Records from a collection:
━━━━━━━━━━━━━━━━━━━━━━━━━━━━━━

PR #1010, opened 2020-03-18
Disallow invites to PM rooms

Half-Shot:
Sometimes users will create a PM room with a irc user and then try to invite their friends to the room, which breaks horribly on IRC and causes the irc users to get a new PM channel per matrix user, which looks like a clusterfuck.

This PR forces a IRC user to leave a PM room if a user gets invited to it, and also removes the PM room from the datastore. If a new PM room is created from the IRC side, the matrix user will now lack the permissions to invite users.

### DIFF
--- a/src/bridge/IrcHandler.ts
+++ b/src/bridge/IrcHandler.ts
@@ -148,6 +148,9 @@ export class IrcHandler {
      * @return {Promise} which is resolved when the PM room has been created.
      */
     private async createPmRoom (toUserId: string, fromUserId: string, fromUserNick: string, server: IrcServer) {
+        const users: {[userId: string]: number} = { };
+        users[toUserId] = 10;
+        users[fromUserId] = 100;
         const response = await this.ircBridge.getAppServiceBridge().getIntent(
             fromUserId
         ).createRoom({
@@ -155,12 +158,29 @@ export class IrcHandler {
             options: {
                 name: (fromUserNick + " (PM on " + server.domain + ")"),
                 visibility: "private",
-                preset: "trusted_private_chat",
+                // We deliberately set our own power levels below.
+                // preset: "trusted_private_chat",
                 invite: [toUserId],
                 creation_content: {
                     "m.federate": server.shouldFederatePMs()
                 },
                 is_direct: true,
+                initial_state: [{
+                    content: {
+                        users,
+                        events: {
+                            "m.room.avatar": 10,
+                            "m.room.name": 10,
+                            "m.room.canonical_alias": 100,
+                            "m.room.history_visibility": 100,
+                            "m.room.power_levels": 100,
+                            "m.room.encryption": 100
+                        },
+                        invite: 100,
+                    },
+                    type: "m.room.power_levels",
+                    state_key: "",
+                }],
             }
         });
         const pmRoom = new MatrixRoom(response.room_id);
--- a/src/bridge/IrcHandler.ts
+++ b/src/bridge/IrcHandler.ts
@@ -17,6 +17,8 @@ import { MembershipQueue } from "../util/MembershipQueue";
 import { IrcMessage } from "../irc/ConnectionInstance";
 
 const NICK_USERID_CACHE_MAX = 512;
+const PM_POWERLEVEL_MATRIXUSER = 10;
+const PM_POWERLEVEL_IRCUSER = 100;
 
 type MatrixMembership = "join"|"invite"|"leave"|"ban";
 
@@ -149,8 +151,8 @@ export class IrcHandler {
      */
     private async createPmRoom (toUserId: string, fromUserId: string, fromUserNick: string, server: IrcServer) {
         const users: {[userId: string]: number} = { };
-        users[toUserId] = 10;
-        users[fromUserId] = 100;
+        users[toUserId] = PM_POWERLEVEL_MATRIXUSER;
+        users[fromUserId] = PM_POWERLEVEL_IRCUSER;
         const response = await this.ircBridge.getAppServiceBridge().getIntent(
             fromUserId
         ).createRoom({
--- a/src/bridge/MatrixHandler.ts
+++ b/src/bridge/MatrixHandler.ts
@@ -401,8 +401,6 @@ export class MatrixHandler {
         const inviteeIsVirtual = !!this.ircBridge.getServerForUserId(event.state_key);
         const inviterIsVirtual = !!this.ircBridge.getServerForUserId(event.sender);
 
-        console.log(rooms, event.sender)
-
         // work out which flow we're dealing with and fork off asap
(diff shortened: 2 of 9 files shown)


src/bridge/MatrixHandler.ts
```diff
@@ -336,6 +336,30 @@ export class MatrixHandler {
...
+        // We don't support this
+        req.log.warn(`User ${inviter.getId()} tried to invite ${invitee.getId()} to a PM room. Disconnecting from room`);
+        const store = this.ircBridge.getStore();
+        const [room] = await store.getIrcChannelsForRoomId(event.room_id);
+        await store.removePmRoom(event.room_id);
+        const userId = room.server.getUserIdFromNick(room.channel);
+        const intent = this.ircBridge.getAppServiceBridge().getIntent(userId);
+        await intent.sendMessage(event.room_id, {
+            msgtype: "m.notice",
+            body: "This room has been disconnected from IRC. You cannot invite new users into a IRC PM. Please create a new PM room",
```
jaller94: Shouldn't the last sentence also end on a full stop?
```suggestion
            body: "This room has been disconnected from IRC. You cannot invite new users into a IRC PM. Please create a new PM room.",
```

Half-Shot: Yep.

src/bridge/MatrixHandler.ts
```diff
@@ -336,6 +336,33 @@ export class MatrixHandler {
...
+        );
+        const store = this.ircBridge.getStore();
+        const [room] = await store.getIrcChannelsForRoomId(event.room_id);
+        await store.removePmRoom(event.room_id);
+        const userId = room.server.getUserIdFromNick(room.channel);
+        const intent = this.ircBridge.getAppServiceBridge().getIntent(userId);
+        await intent.sendMessage(event.room_id, {
+            msgtype: "m.notice",
+            body: "This room has been disconnected from IRC. You cannot invite new users into a IRC PM. " +
+                  "Please create a new PM room",
```
jaller94:
```suggestion
                  "Please create a new PM room.",
```

src/bridge/MatrixHandler.ts
```diff
@@ -336,6 +336,33 @@ export class MatrixHandler {
...
+    private async handleInviteToPMRoom(req: BridgeRequest, event: MatrixEventInvite,
+        inviter: MatrixUser, invitee: MatrixUser): Promise<BridgeRequestErr|null> {
+        // We don't support this
+        req.log.warn(
+            `User ${inviter.getId()} tried to invite ${invitee.getId()} to a PM room. Disconnecting from room`
+        );
+        const store = this.ircBridge.getStore();
+        const [room] = await store.getIrcChannelsForRoomId(event.room_id);
+        await store.removePmRoom(event.room_id);
+        const userId = room.server.getUserIdFromNick(room.channel);
```
jaller94: How can you infer the name of a user id from a room channel?
Is that because a PM channel in IRC has the name of the user?

src/bridge/MatrixHandler.ts
```diff
@@ -367,9 +395,13 @@ export class MatrixHandler {
...
-        const hasExistingRoom = (
-            await this.ircBridge.getStore().getIrcChannelsForRoomId(event.room_id)
-        ).length > 0;
+        const rooms = await this.ircBridge.getStore().getIrcChannelsForRoomId(event.room_id);
+        const hasExistingRoom= rooms.length > 1;
+
+        const inviteeIsVirtual = !!this.ircBridge.getServerForUserId(event.state_key);
+        const inviterIsVirtual = !!this.ircBridge.getServerForUserId(event.sender);
+
+        console.log(rooms, event.sender)
```
jaller94: Is `console.log` allowed in production or is this a leftover from debugging?

Half-Shot: leftover :man_facepalming:

src/bridge/MatrixHandler.ts
Half-Shot: Yep. The nickname of the IRC user is the IRC channel name for PMs.

src/bridge/IrcHandler.ts
```diff
@@ -148,19 +148,39 @@ export class IrcHandler {
...
         const response = await this.ircBridge.getAppServiceBridge().getIntent(
             fromUserId
         ).createRoom({
             createAsClient: true,
             options: {
                 name: (fromUserNick + " (PM on " + server.domain + ")"),
                 visibility: "private",
-                preset: "trusted_private_chat",
+                // We deliberately set our own power levels below.
+                // preset: "trusted_private_chat",
```
jaller94: I don't understand this line.
Set our own power levels below *what*? The other user?
Why is the next line commented then? Do we need to keep this?

src/bridge/IrcHandler.ts
```diff
@@ -148,19 +148,39 @@ export class IrcHandler {
      * @return {Promise} which is resolved when the PM room has been created.
      */
     private async createPmRoom (toUserId: string, fromUserId: string, fromUserNick: string, server: IrcServer) {
+        const users: {[userId: string]: number} = { };
+        users[toUserId] = 10;
+        users[fromUserId] = 100;
```
jaller94: 10 and 100 are repeatedly used with the meaning of `lowPowerLevel` and `highPowerLevel` which I think should be constants to write more descriptively and remove potential errors when updating these numbers in the future.

src/bridge/MatrixHandler.ts
jaller94: Can they include any weird characters we may need to transform or escape?

src/bridge/IrcHandler.ts
Half-Shot: Mm, potentially. I think we use these powerlevels in multiple places so it might need a sensible refactor anyway.

src/bridge/MatrixHandler.ts
Half-Shot: getUserIdFromNick should take care of that.

src/bridge/IrcHandler.ts
Half-Shot: Ah, perhaps this needs some clarity. We used to use the [preset `trusted_private_chat`](https://matrix.org/docs/spec/client_server/r0.6.0#post-matrix-client-r0-createroom) for creating a PM room, which basically means both users get powerlevel 100.

Because we want to limit the matrix user's ability to invite into a PM, we deliberately make them have a lower PL and increase the required PL to invite. This is done in the state object below. I've kept this comment and the commented out preset line to indicate that this is what we would be doing, if not for the special requirements.

I tend to prefer leaving this in so as to signal that there was a deliberate reason not to use the preset, but it's a taste thing and the comment can be removed/amended if needed.

PR #1015, opened 2020-03-30
Fix kick when no config is defined for a user.

Half-Shot:
Fixes #1014

PR #1017, opened 2020-03-30
Fix kick when no config is defined for a user - correct branch

Half-Shot:


Half-Shot:
Merging based on okay-ness from #1015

━━━━━━━━━━━━━━━━━━━━━━━━━━━━━━

▶ [Exercise prompt]: Filter the entries down to the lines with the word "preset" in them, and copy those lines.

▶ [Finished task]:
-                preset: "trusted_private_chat",
+                // preset: "trusted_private_chat",
-                preset: "trusted_private_chat",
+                // preset: "trusted_private_chat",
Half-Shot: Ah, perhaps this needs some clarity. We used to use the [preset `trusted_private_chat`](https://matrix.org/docs/spec/client_server/r0.6.0#post-matrix-client-r0-createroom) for creating a PM room, which basically means both users get powerlevel 100.
Because we want to limit the matrix user's ability to invite into a PM, we deliberately make them have a lower PL and increase the required PL to invite. This is done in the state object below. I've kept this comment and the commented out preset line to indicate that this is what we would be doing, if not for the special requirements.
I tend to prefer leaving this in so as to signal that there was a deliberate reason not to use the preset, but it's a taste thing and the comment can be removed/amended if needed.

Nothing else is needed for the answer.